PR #202, opened 2019-02-08
Break out of formatting in RTE

tgandrews:
This implements breaking out of formatting in rich text editors.

We have switched to using a wrapper around DraftJS called [DraftJS Plugins](https://www.draft-js-plugins.com/) which provides a nice interface for building plugins on top of DraftJS. This allowed us to use the [breakout plugin](https://github.com/icelab/draft-js-block-breakout-plugin/).

We have taken the [defaults of the breakout plugin](https://github.com/icelab/draft-js-block-breakout-plugin/#options). This includes breaking out of headings on one enter and breaking out of lists on two enters. 

### Note
~~It seems to require hard refreshing after switching to the branch - don't rely on simple browser refresh or hot reload.~~
This has a bug at the moment so its back in progress.

### How to review 
1. Ensure that RTE breaks out of formatting as expected.
2. Ensure that other RTE functionality is maintained.

### DIFF
--- a/eq-author/package.json
+++ b/eq-author/package.json
@@ -116,6 +116,8 @@
     "downshift": "latest",
     "draft-convert": "latest",
     "draft-js": "latest",
+    "draft-js-block-breakout-plugin": "latest",
+    "draft-js-plugins-editor": "latest",
     "draft-js-raw-content-state": "latest",
     "draftjs-filters": "^1.0.0",
     "draftjs-to-html": "^0.7.6",
--- a/eq-author/src/components/RichTextEditor/RichTextEditor.test.js
+++ b/eq-author/src/components/RichTextEditor/RichTextEditor.test.js
@@ -1,9 +1,12 @@
 import React from "react";
 import { shallow } from "enzyme";
 import { SynchronousPromise } from "synchronous-promise";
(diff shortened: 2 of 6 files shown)


tgandrews:
[Break out of list (RTE) (8)](https://trello.com/c/XJDafWcV/256-break-out-of-list-rte-8)

hamishtaplin:
@tgandrews Seems to break piping?

screenshot 2019-02-08 13 50 18

tgandrews:
@hamishtaplin Good spot. It doesn't seem to work in multiline but it does in single line I'll have a look.

hamishtaplin:
@tgandrews Piping a value puts the cursor back to start of the RTE. I've checked on pre-prod and it doesn't do that there. Has this been introduced here?

tgandrews:
No it wasn’t but I thought it had been happening for a while. I’ll have a
look into this further. Maybe the hack isn’t enough 😩

tgandrews:
@hamishtaplin I think this *should* be resolved now - following the pattern in the emoji plugin. https://github.com/draft-js-plugins/draft-js-plugins/blob/9975f41d7f0533843882e5bf4e483081c17f7d12/draft-js-emoji-plugin/src/modifiers/addEmoji.js#L97

PR #203, opened 2019-02-12
Fix for no name in firebase

rmccar:
Firebase seems to have an intermittent issue with sending the name in the token. This will resort to using the email if no name is supplied.

### How to review 
- Run tests
- Try using author without a name on account


rmccar:
[Unknown users in pre-prod.](https://trello.com/c/TfngcrdX/924-unknown-users-in-pre-prod)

YOUR TASK: Extract the listing in its entirety and repeat it exactly.

THE COMPLETED TASK:
PR #202, opened 2019-02-08
Break out of formatting in RTE

tgandrews:
This implements breaking out of formatting in rich text editors.

We have switched to using a wrapper around DraftJS called [DraftJS Plugins](https://www.draft-js-plugins.com/) which provides a nice interface for building plugins on top of DraftJS. This allowed us to use the [breakout plugin](https://github.com/icelab/draft-js-block-breakout-plugin/).

We have taken the [defaults of the breakout plugin](https://github.com/icelab/draft-js-block-breakout-plugin/#options). This includes breaking out of headings on one enter and breaking out of lists on two enters. 

### Note
~~It seems to require hard refreshing after switching to the branch - don't rely on simple browser refresh or hot reload.~~
This has a bug at the moment so its back in progress.

### How to review 
1. Ensure that RTE breaks out of formatting as expected.
2. Ensure that other RTE functionality is maintained.

### DIFF
--- a/eq-author/package.json
+++ b/eq-author/package.json
@@ -116,6 +116,8 @@
     "downshift": "latest",
     "draft-convert": "latest",
     "draft-js": "latest",
+    "draft-js-block-breakout-plugin": "latest",
+    "draft-js-plugins-editor": "latest",
     "draft-js-raw-content-state": "latest",
     "draftjs-filters": "^1.0.0",
     "draftjs-to-html": "^0.7.6",
--- a/eq-author/src/components/RichTextEditor/RichTextEditor.test.js
+++ b/eq-author/src/components/RichTextEditor/RichTextEditor.test.js
@@ -1,9 +1,12 @@
 import React from "react";
 import { shallow } from "enzyme";
 import { SynchronousPromise } from "synchronous-promise";
(diff shortened: 2 of 6 files shown)


tgandrews:
[Break out of list (RTE) (8)](https://trello.com/c/XJDafWcV/256-break-out-of-list-rte-8)

hamishtaplin:
@tgandrews Seems to break piping?

screenshot 2019-02-08 13 50 18

tgandrews:
@hamishtaplin Good spot. It doesn't seem to work in multiline but it does in single line I'll have a look.

hamishtaplin:
@tgandrews Piping a value puts the cursor back to start of the RTE. I've checked on pre-prod and it doesn't do that there. Has this been introduced here?

tgandrews:
No it wasn’t but I thought it had been happening for a while. I’ll have a
look into this further. Maybe the hack isn’t enough 😩

tgandrews:
@hamishtaplin I think this *should* be resolved now - following the pattern in the emoji plugin. https://github.com/draft-js-plugins/draft-js-plugins/blob/9975f41d7f0533843882e5bf4e483081c17f7d12/draft-js-emoji-plugin/src/modifiers/addEmoji.js#L97

PR #203, opened 2019-02-12
Fix for no name in firebase

rmccar:
Firebase seems to have an intermittent issue with sending the name in the token. This will resort to using the email if no name is supplied.

### How to review 
- Run tests
- Try using author without a name on account


rmccar:
[Unknown users in pre-prod.](https://trello.com/c/TfngcrdX/924-unknown-users-in-pre-prod)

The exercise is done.